Heres an excellent film on the Cheiftan. Its a cold war classic!!
[ame]http://www.youtube.com/watch?v=IGIx6MCQk48&feature=related[/ame]


----------



## swanseamale47 (Jul 29, 2009)

smiffy said:


> Yeah... hearing you there mate..........I guess the 'miles per gallon ratio' would probably be more like a 'gallons per mile' figure ! heheheh!
> ......hey off topic a bit I know but ..... weren't some of the later Chieftains fitted with a 'multi- fuel' engine of some sorts or am I thinking of another tank ??

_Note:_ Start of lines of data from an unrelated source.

PR #159, opened 2026-05-03
fix(github): avoid retry storm on App auth failures

yairfalse:
Summary:
- Treat all github.app.* dispatcher failures as permanent/degraded for replay-cache purposes.
- Do not evict the webhook delivery on App auth/config failures, preventing GitHub from retrying a doomed webhook forever.
- Keep eviction behavior for source/checks/executor failures so transient failures can still retry.
- Adds regression coverage for github.app.unauthorized.

Closes #152.

Validation:
- cd core && mix format
- cd core && env -u SYKLI_LABELS mix test was run; it hit an existing unrelated StreamData TooManyDuplicatesError in Sykli.Mesh.Transport.Sim.EventQueueTest.

### DIFF
--- a/core/lib/sykli/github/dispatcher.ex
+++ b/core/lib/sykli/github/dispatcher.ex
@@ -21,7 +21,9 @@ defmodule Sykli.GitHub.Dispatcher do
           Deliveries.evict(delivery_id)
           Logger.warning("[GitHub Dispatcher] dispatch failed", code: error.code)
         else
-          Logger.warning("[GitHub Dispatcher] degraded mode - App unavailable", code: error.code)
+          Logger.warning("[GitHub Dispatcher] App auth failed; delivery will not be retried",
+            code: error.code
+          )
         end
 
         result
@@ -54,13 +56,13 @@ defmodule Sykli.GitHub.Dispatcher do
   defp dispatch_after_suite(event, token, suite, opts) do
     run_id = event.run_id
 
-    with {:ok, source_path} <- acquire_source(event, token, opts),
-         {:ok, results} <- dispatch_from_source(event, token, source_path, opts) do
+    with {:ok, source_path, janitor} <- acquire_source(event, token, opts),
+         {:ok, results} <- dispatch_from_source(event, token, source_path, janitor, opts) do
       OccPubSub.github_check_suite_concluded(run_id, %{
         repo: event.repo,
         head_sha: event.head_sha,
         check_suite_id: suite["id"],
-        conclusion: conclusion(results)
+        conclusion: suite_conclusion(results)
       })
 
       :ok
@@ -94,16 +96,33 @@ defmodule Sykli.GitHub.Dispatcher do
     end
   end
 
-  defp dispatch_from_source(event, token, source_path, opts) do
-    with {:ok, graph, tasks} <- load_graph(source_path),
-         {:ok, check_runs} <- create_task_runs(event, token, tasks, opts),
-         :ok <- mark_in_progress(event, token, check_runs, opts),
-         {:ok, results} <- run_executor(tasks, graph, source_path, event.run_id, opts),
-         :ok <- conclude_task_runs(event, token, check_runs, results, opts) do
-      {:ok, results}
+  defp dispatch_from_source(event, token, source_path, janitor, opts) do
+    try do
+      maybe_after_source_acquired(source_path, opts)
+
+      with {:ok, graph, tasks} <- load_graph(source_path),
+           {:ok, check_runs} <- create_task_runs(event, token, tasks, opts),
+           :ok <- mark_in_progress(event, token, check_runs, opts),
+           {:ok, results} <- run_executor(tasks, graph, source_path, event.run_id, opts),
+           :ok <- conclude_task_runs(event, token, check_runs, results, opts) do
+        {:ok, results}
+      end
+    after
+      case workspace_janitor(opts).cleanup(janitor) do
+        :ok ->
+          :ok
+
+        {:error, :timeout} ->
+          Logger.warning("[GitHub Dispatcher] source workspace cleanup timed out")
+      end
     end
-  after
-    source_client(opts).cleanup(source_path, opts)
+  end
+
+  defp maybe_after_source_acquired(source_path, opts) do
+    case Keyword.get(opts, :after_source_acquired) do
+      callback when is_function(callback, 1) -> callback.(source_path)
+      _ -> :ok
+    end
   end
 
   defp create_suite(event, token, opts) do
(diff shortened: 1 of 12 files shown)


core/lib/sykli/github/dispatcher.ex
```diff
@@ -376,13 +378,8 @@ defmodule Sykli.GitHub.Dispatcher do
...
   defp source_client(opts), do: Keyword.get(opts, :source_client, Sykli.GitHub.Source)
 
-  defp retryable_dispatch_error?(%Sykli.Error{code: code}) do
-    code not in [
-      "github.app.missing_config",
-      "github.app.private_key_not_found",
-      "github.app.jwt_failed"
-    ]
-  end
+  defp retryable_dispatch_error?(%Sykli.Error{code: "github.app." <> _}), do: false
```
yairfalse: **The wildcard is too coarse for the current App taxonomy.**

Looking at `core/lib/sykli/github/app/real.ex`, the actual `github.app.*` codes today are:

| Code | Today's emit conditions | Permanent or transient? |
|---|---|---|
| `github.app.missing_config` | env var unset | Permanent |
| `github.app.private_key_not_found` | PEM file missing | Permanent |
| `github.app.jwt_failed` | `JOSE` signing crashed | Permanent (bad key) |
| `github.app.bad_response` | JSON decode / missing fields in token response | Mostly transient (GitHub blip), occasionally permanent |
| **`github.app.unauthorized`** | Two paths emit this — see below | **Both** |

The key issue is `github.app.unauthorized`. From `app/real.ex:84-103`:

```elixir
{:ok, code, body} ->        # non-2xx response from GitHub
  ...
  {:error, github_error("github.app.unauthorized", ..., {code, body})}

{:error, reason} ->          # transport-level failure (TCP RST, DNS, timeout)
  {:error, github_error("github.app.unauthorized", ..., reason)}
```

A TCP timeout to `api.github.com` (transient) emits the same code as a revoked installation (permanent). After this PR, both end up non-retryable — the timeout case will pin the delivery_id in the replay cache until the LRU TTL expires, blocking GitHub's automatic retry of a delivery that probably would have succeeded.

**Suggested follow-up** (out of scope for this PR — the storm-prevention win is real):

Split the overloaded code in `app/real.ex`:
- `github.app.unauthorized` — non-2xx HTTP response (permanent)
- `github.app.transport_failed` — `{:error, reason}` transport errors (transient)
- `github.app.upstream_error` — 5xx specifically (transient)

Then the dispatcher predicate stays a clean wildcard or moves to an explicit allow-list — either works once the codes themselves are honest.

**For this PR:** worth a `#` comment near this predicate noting that the wildcard is intentional and that the overloaded `github.app.unauthorized` taxonomy is a known follow-up. Otherwise the next reader will reasonably try to tighten this and not realize the dispatcher's coarseness is masking an upstream code conflation.

core/lib/sykli/github/dispatcher.ex
```diff
@@ -19,9 +19,11 @@ defmodule Sykli.GitHub.Dispatcher do
       {:error, %Sykli.Error{} = error} = result ->
         if retryable_dispatch_error?(error) do
           Deliveries.evict(delivery_id)
+          Logger.warning("[GitHub Dispatcher] dispatch failed", code: error.code)
+        else
+          Logger.warning("[GitHub Dispatcher] degraded mode - App unavailable", code: error.code)
```
yairfalse: **Two related observations on the new `else` branch:**

**1. Recovery UX:** once the operator fixes the App config (e.g., updates the private key), they'll typically click "Redeliver" in GitHub's webhook deliveries UI to retry the failed delivery. With this PR, that redelivery hits the replay cache (delivery_id still there because we didn't evict) → returns 409 → operator sees "Delivery failed" again with no obvious reason. They have to either wait for the LRU TTL to expire or restart the receiver. Worth a one-paragraph note in `docs/github-native.md` under "Recovery from App auth failures" — even just telling operators to wait N minutes or restart would close the loop.

**2. Log wording:** "degraded mode - App unavailable" reads like a system-level state, but this fires per-delivery. If the App is broken and 50 webhooks come in over an hour, you get 50 "degraded mode" warnings — looks alarming and might trigger separate paging/dashboards. Consider "App auth failed; delivery will not be retried" or similar — accurate per-event without implying system-wide state. The `code:` metadata already disambiguates the underlying cause for any operator who looks closely.

core/test/sykli/github/dispatcher_test.exs
```diff
@@ -107,4 +107,24 @@ defmodule Sykli.GitHub.DispatcherTest do
 
     assert {:error, :duplicate_delivery} = Deliveries.accept(event.delivery_id, 2)
   end
+
+  test "GitHub App authorization failures do not evict the delivery", %{event: event} do
```
yairfalse, line 114: **Coverage is sufficient for the wildcard but fragile against future tightening.**

This test covers `github.app.unauthorized` specifically. The current predicate is `"github.app." <> _`, so one example proves the rule. But if anyone in the future tightens the predicate back to an explicit list (which they might, given the overloaded `github.app.unauthorized` issue I flagged on dispatcher.ex:381), this single-code test won't catch the regression.

**Suggested:** add a second test for one of the obviously-permanent codes — `github.app.missing_config` is the cleanest:

```elixir
test "GitHub App config failures also do not evict the delivery", %{event: event} do
  assert :ok = Deliveries.accept(event.delivery_id, 1)

  assert {:error, %Sykli.Error{code: "github.app.missing_config"}} =
           Dispatcher.dispatch(event,
             app_client: Sykli.GitHub.App.Fake,
             app_response: {:error, %Sykli.Error{code: "github.app.missing_config", ...}}
           )

  assert {:error, :duplicate_delivery} = Deliveries.accept(event.delivery_id, 2)
end
```

Two tests across two distinct codes locks in "every github.app.* is non-retryable" as the contract. Future tightening of the predicate would have to either keep that contract or update both tests deliberately.

yairfalse (commented):
## Review summary

Focused fix for #152's retry storm. The shape is right: dispatch failures that GitHub will keep retrying must be classified as permanent so the replay cache can hold the delivery_id and short-circuit the retries with a 409. The PR widens the non-retryable predicate from an explicit 3-code list to a `github.app.*` wildcard and adds a regression test.

### Real concern

**The `github.app.*` wildcard is correct in spirit but currently lumps transient failures with permanent ones**, because `github.app.unauthorized` is overloaded in `app/real.ex:99-103` to cover both permanent (HTTP 401/403) AND transient (network errors via `{:error, reason}` from the HTTP client) failures. After this PR, a temporary network blip talking to `api.github.com` will mark the delivery non-retryable forever — the opposite of what the user wants. See inline on `dispatcher.ex:381`.

### Smaller findings

- Operator recovery UX after fixing config — replay cache still 409s until LRU expires. See inline on `dispatcher.ex:24`.
- "degraded mode" log wording fires per-delivery; misleading at scale. See inline on `dispatcher.ex:24`.
- Test covers one App code; a second case would harden against future regressions. See inline on `dispatcher_test.exs:111`.

### What's good

- Clear, minimal, scoped change
- Test added that matches the bug being fixed (delivery NOT evicted after App failure)
- Pattern-match on `"github.app." <> _` is idiomatic Elixir and obviously correct given a clean taxonomy
- Differentiated logging makes the operator's first response ("is this transient or do I need to look at config?") faster

### Recommendation

Approve. The overloaded `github.app.unauthorized` is a real correctness gap but it's an upstream taxonomy issue — fixable in a follow-up that splits the code in `app/real.ex`. This PR is still a net win against the storm scenario it's targeting.

core/lib/sykli/github/dispatcher.ex
yairfalse: Fixed in aa65774 by splitting the App error taxonomy instead of preserving the coarse wildcard. App 401/403 remains github.app.unauthorized and non-retryable; 5xx is now github.app.upstream_error and transport failures are github.app.transport_failed, both retryable. The dispatcher predicate is now an explicit permanent-code allowlist.

core/test/sykli/github/dispatcher_test.exs
yairfalse: Fixed in aa65774. Kept/merged the missing_config coverage from main, kept the unauthorized test, and added a transport_failed test proving retryable App transport failures still evict the delivery for GitHub retry.

core/lib/sykli/github/dispatcher.ex
yairfalse: Fixed in aa65774. Updated the per-delivery log line to "App auth failed; delivery will not be retried" and added a Recovery From App Auth Failures section to docs/github-native.md explaining the 409/redelivery behavior after config repair.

Yeah I think they were supposed to work on desiel petrol avgas and I think maybe even JP4? not sure whether you had to ajust anything though, suppose you must have had to.


----------



## Potter (Jul 30, 2009)

That is a fantastic find.

The control stuff inside looks in good condition.


----------



## Dirus_Strictus (Jul 30, 2009)

Seahorse said:


> I don't see a problem with pink, DS. The owner could have just told the jobsworths that he'd merely painted it in its desert colours.



Good ploy! I think the problem was that after sitting unnoticed amongst the cabbages and other like vegetation for ages, this rather large, and very noticeable mass of armour plate suddenly appeared!


----------



## apoo.. (Jul 31, 2009)

I love the military vehicles when on show. A find like this would keep me amused for hours. Nice find!


----------



## Pip (Jul 31, 2009)

Dirus_Strictus said:


> This is not the only example of heavy armour that has just been abandoned/left unattended, there is even one on a North London allotment which actually was brought as a child's 'toy'. It became newsworthy last year when the novelty having waned, it was suddenly painted bright pink and suddenly became very visible - to the consternation of Officialdom!




Are you thinking of the one on Mandela Way, Bermondsey (South London)? Or is there one in North London too?



Pip


----------



## extrogg (Jul 31, 2009)

This one -------->>>

Pic and description taken from www.derelictlondon.com
BERMONDSEY - RUSSIAN T-34 TANK

A man bought this 32 ton Russian T-34 tank for his 7 year old son as a birthday present several years ago (the guy lived on pages walk, which the tank sits at the end of). The council once tried to have it removed frorm the wasteland it sits on, believing it had been dumped, but then found out the son also owned the rights to the land it sits onThe T-34 was widely considered the world’s best tank when introduced by the Soviet Union during the Second World War. Over 80,000 are estimated to have been built.

Local legend says that the tank's gun is pointed towards Southwark Council's planning offices. The tank gets a change of colour every so often - it was even painted pink for a while.


----------



## Dirus_Strictus (Jul 31, 2009)

Pip said:


> Are you thinking of the one on Mandela Way, Bermondsey (South London)? Or is there one in North London too?Pip



Obviously I have mistaken the location, it must be this one as two pink tanks is pushing things somewhat. I will have to get back to the informant who told me about it. He originally said that it was a 'British' tank situated in North London and it had suddenly become very visible, due to vandals pouring pink paint over it.

Somewhat of a coincidence, but I suppose, if the Bermondsey example was suddenly newsworthy, vandals could have had a go at another one seemingly abandoned also.


----------



## daddybear (Aug 1, 2009)

extrogg said:


> Heres an excellent film on the Cheiftan. Its a cold war classic!!
> http://www.youtube.com/watch?v=IGIx6MCQk48&feature=related



good footage thanks for the link


----------



## Dieter_Schmidt (Aug 1, 2009)

Perhaps the owner camouflaged it in all that shrubbery, and then couldn't find it again.


----------



## Highline6-90 (Aug 31, 2009)

BluePeter: what you will need is one gerrycan of Diesel (25lts red), one priming hand, two cans easystart, Two truck batterys and a screwdriver to short the starter. STEP2: Use loosely working tank on horse and shout out of the turret " I WIN /GERR OOOF MY LAND!!!" (not to be used Literaly)


----------



## fastfrankie (Sep 1, 2009)

klempner69 said:


> Fieldy you make me fart blood sometimes with your wit!!!!



So long as your blood doesn't fart you should survive


----------



## holymole (Sep 7, 2009)

*Tanks a Lot!!*



fastfrankie said:


> So long as your blood doesn't fart you should survive



Sorry............. couldn't resist a tank pun...............


----------



## This is me (Sep 11, 2009)

*tank*

A brilliant find!

Would you mind sharing the location please?

many thanks


----------